_What is expected:_ Take every line from the entries below that includes the word "problem" and copy it.
Content starts
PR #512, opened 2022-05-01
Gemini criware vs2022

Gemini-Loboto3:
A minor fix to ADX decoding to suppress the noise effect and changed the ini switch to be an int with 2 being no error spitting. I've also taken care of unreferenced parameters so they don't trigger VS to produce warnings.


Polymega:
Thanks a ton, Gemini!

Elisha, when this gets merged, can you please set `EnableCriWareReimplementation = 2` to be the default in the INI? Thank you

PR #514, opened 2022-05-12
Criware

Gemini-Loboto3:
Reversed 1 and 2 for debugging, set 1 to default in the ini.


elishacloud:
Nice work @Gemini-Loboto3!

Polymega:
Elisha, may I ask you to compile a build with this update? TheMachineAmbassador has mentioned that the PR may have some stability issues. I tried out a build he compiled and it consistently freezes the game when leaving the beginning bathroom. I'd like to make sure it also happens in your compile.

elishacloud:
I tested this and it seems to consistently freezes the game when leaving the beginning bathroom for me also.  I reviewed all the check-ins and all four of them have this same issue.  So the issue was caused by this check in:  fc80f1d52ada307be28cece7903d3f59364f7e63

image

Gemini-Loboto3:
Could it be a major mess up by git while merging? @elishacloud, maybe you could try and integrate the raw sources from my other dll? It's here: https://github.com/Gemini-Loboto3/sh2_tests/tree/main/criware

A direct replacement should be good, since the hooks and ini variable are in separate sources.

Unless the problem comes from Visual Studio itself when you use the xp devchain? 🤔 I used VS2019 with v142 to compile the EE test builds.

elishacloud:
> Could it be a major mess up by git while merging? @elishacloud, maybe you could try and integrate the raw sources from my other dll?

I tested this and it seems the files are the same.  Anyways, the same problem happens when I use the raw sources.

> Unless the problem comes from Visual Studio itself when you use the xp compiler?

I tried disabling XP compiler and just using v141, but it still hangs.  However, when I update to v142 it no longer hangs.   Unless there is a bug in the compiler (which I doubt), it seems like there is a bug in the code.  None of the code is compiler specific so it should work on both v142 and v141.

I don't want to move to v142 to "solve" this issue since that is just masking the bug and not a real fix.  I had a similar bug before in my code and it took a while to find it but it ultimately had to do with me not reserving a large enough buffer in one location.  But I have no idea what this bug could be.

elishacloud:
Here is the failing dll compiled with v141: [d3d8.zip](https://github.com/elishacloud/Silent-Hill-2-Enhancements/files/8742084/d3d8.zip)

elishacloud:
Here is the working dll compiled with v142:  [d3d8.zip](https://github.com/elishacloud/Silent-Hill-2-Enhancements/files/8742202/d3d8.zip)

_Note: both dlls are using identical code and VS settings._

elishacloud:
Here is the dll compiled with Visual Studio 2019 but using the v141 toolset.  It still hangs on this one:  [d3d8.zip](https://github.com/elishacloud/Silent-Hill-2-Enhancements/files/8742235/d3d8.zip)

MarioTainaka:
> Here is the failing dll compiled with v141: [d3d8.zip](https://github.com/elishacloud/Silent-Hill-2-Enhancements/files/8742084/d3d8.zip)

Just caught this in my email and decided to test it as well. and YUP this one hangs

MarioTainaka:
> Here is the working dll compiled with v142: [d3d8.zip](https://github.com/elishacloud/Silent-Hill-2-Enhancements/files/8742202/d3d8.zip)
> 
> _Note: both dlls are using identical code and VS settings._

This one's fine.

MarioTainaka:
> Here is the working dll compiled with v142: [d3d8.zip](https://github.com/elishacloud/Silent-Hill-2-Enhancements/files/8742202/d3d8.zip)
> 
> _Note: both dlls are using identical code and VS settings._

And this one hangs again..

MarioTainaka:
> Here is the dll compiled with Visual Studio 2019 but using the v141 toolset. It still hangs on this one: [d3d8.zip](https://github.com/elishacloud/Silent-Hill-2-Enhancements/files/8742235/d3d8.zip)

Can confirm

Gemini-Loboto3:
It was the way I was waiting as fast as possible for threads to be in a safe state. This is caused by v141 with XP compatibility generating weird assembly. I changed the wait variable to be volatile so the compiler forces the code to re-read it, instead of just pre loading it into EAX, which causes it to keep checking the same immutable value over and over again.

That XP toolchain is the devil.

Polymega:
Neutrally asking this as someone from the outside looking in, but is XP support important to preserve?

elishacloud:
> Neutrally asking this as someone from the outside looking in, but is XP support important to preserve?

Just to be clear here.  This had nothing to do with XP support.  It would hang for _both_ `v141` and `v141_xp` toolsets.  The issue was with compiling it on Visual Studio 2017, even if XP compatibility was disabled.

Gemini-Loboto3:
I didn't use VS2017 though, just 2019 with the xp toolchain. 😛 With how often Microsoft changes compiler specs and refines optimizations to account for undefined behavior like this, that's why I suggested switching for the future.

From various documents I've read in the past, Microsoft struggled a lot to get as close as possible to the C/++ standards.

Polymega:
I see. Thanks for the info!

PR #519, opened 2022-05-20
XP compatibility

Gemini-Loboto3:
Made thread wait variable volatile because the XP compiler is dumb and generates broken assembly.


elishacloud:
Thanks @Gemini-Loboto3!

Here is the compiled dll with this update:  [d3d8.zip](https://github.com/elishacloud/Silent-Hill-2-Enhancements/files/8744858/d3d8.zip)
Content ends
_Output below:_
Unless the problem comes from Visual Studio itself when you use the xp devchain? 🤔 I used VS2019 with v142 to compile the EE test builds.
I tested this and it seems the files are the same.  Anyways, the same problem happens when I use the raw sources.
> Unless the problem comes from Visual Studio itself when you use the xp compiler?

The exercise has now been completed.